Background information
- Born: Wilhelmine Clauss 12 December 1832 Prague, Bohemia
- Died: 1 September 1907 (aged 74) Paris, France
- Genres: classical
- Instrument: piano

= Wilhelmine Clauss-Szarvady =

Bohemian-born French pianist

Wilhelmine Clauss-Szarvady (12 December 1832 - 1 September 1907) was a Bohemian-born French pianist.

==Biography==
She was born Wilhelmine Clauss in Prague. She was recognized as a remarkable talent at a young age and studied piano with Josef Proksch in Prague. Clauss-Szarvady took her first concert tour at the age of 16. In 1850, she met Franz Liszt, who encouraged her in her art and dedicated two works to her. She married the Hungarian journalist and diplomat Frigyes Szarvady in 1855 and moved to Paris. After the birth of a son the following year, she performed less often for a time but later continued performing.
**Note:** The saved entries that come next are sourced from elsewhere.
PR #6038, opened 2019-06-24
fix filecount plugin size tests #6011

### LINKED ISSUE #6011: filecount plugin size test fails on some platforms
### Relevant telegraf.conf:

```toml

```

### Steps to reproduce:

1. clone telegraf (>1.9) repo to Mac / Docker during CI tests
2. run go test

### Expected behavior:
tests pass regardless of which OS they are run on
### Actual behavior:
filecount plugin tests fail
### Additional info:
I see this locally on Mac OS 10.14.5, as well as in containers running Golang 1.1x.x-stretch:  
the OS reports **directory** sizes in Bytes many times smaller than the assumed "4096". This means that the hardcoded "expectedSize" values are wrong, and the tests then fail.

here is the same directory on Ubuntu:
```
root@drone1:~/github.com/influxdata/telegraf/plugins/inputs/filecount# ls -ltr testdata/
total 8
-rwxr-xr-x 1 root root    0 Dec 14  1979 baz
drwxr-xr-x 3 root root 4096 Jun 19 08:15 subdir
-rwxr-xr-x 1 root root  446 Jun 19 08:15 qux
-rwxr-xr-x 1 root root    0 Jun 19 08:15 foo
-rwxr-xr-x 1 root root    0 Jun 19 08:15 bar
```
and on MacOS:
```
bash-3.2$ cd testdata/
bash-3.2$ ls -ltr
total 8
-rwxr-xr-x  1 nicgrobler  staff    0 Dec 14  1979 baz
-rwxr-xr-x  1 nicgrobler  staff    0 Jun 19 10:30 bar
-rwxr-xr-x  1 nicgrobler  staff    0 Jun 19 10:30 foo
-rwxr-xr-x  1 nicgrobler  staff  446 Jun 19 10:30 qux
drwxr-xr-x  5 nicgrobler  staff  160 Jun 19 10:30 subdir
```
Note the sizes of the subdir directory...

I have extended the existing tests to set the expectedSize value at runtime, allowing the tests to function across all of the platforms. If you confirm this behaviour (I have tried it on multiple platforms, and can reproduce...but seems like no one else experiences this, so might be that my issue is between my chair and my keyboard), I will submit a PR for the fix.

so, for example, this:  
```
func TestNoFilters(t *testing.T) {
	fc := getNoFilterFileCount()
	matches := []string{"foo", "bar", "baz", "qux",
		"subdir/", "subdir/quux", "subdir/quuz",
		"subdir/nested2", "subdir/nested2/qux"}

	fileCountEquals(t, fc, len(matches), 9084)
}
```
becomes:
```
func TestNoFilters(t *testing.T) {
	fc := getNoFilterFileCount()
	matches := []string{"foo", "bar", "baz", "qux",
		"subdir/", "subdir/quux", "subdir/quuz",
		"subdir/nested2", "subdir/nested2/qux"}

	totalSize := getTotalFileSizesFromOs(t, getTestdataDir(), matches)

	fileCountEquals(t, fc, len(matches), totalSize)
}
```

nicgrobler:
closes #6011 

### Required for all PRs:

### DIFF
--- a/plugins/inputs/filecount/filecount.go
+++ b/plugins/inputs/filecount/filecount.go
@@ -58,6 +58,7 @@ type FileCount struct {
 	MTime       internal.Duration `toml:"mtime"`
 	fileFilters []fileFilterFunc
 	globPaths   []globpath.GlobPath
+	Fs          fileSystem
 }
 
 func (_ *FileCount) Description() string {
@@ -159,7 +160,7 @@ func (fc *FileCount) count(acc telegraf.Accumulator, basedir string, glob globpa
 		if err == nil && rel == "." {
 			return nil
 		}
-		file, err := os.Stat(path)
+		file, err := fc.Fs.Stat(path)
 		if err != nil {
 			if os.IsNotExist(err) {
 				return nil
@@ -244,7 +245,7 @@ func (fc *FileCount) Gather(acc telegraf.Accumulator) error {
 	}
 
 	for _, glob := range fc.globPaths {
-		for _, dir := range onlyDirectories(glob.GetRoots()) {
+		for _, dir := range fc.onlyDirectories(glob.GetRoots()) {
 			fc.count(acc, dir, glob)
 		}
 	}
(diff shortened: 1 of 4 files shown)


danielnelson:
Thank you!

Clauss-Szarvady taught Auguste Auspitz-Kolar in Paris.

She preferred works by the grand masters such as Bach, Handel, Beethoven, Mozart, Scarlatti and Schubert but also performed works by more contemporary composers such as Liszt, Wagner and Schumann. Joseph Joachim Raff, Samuel de Lange and Robert Radecke dedicated compositions to her. She is credited with introducing German composers to Paris audiences.

Clauss-Szarvady died in Paris at the age of 74.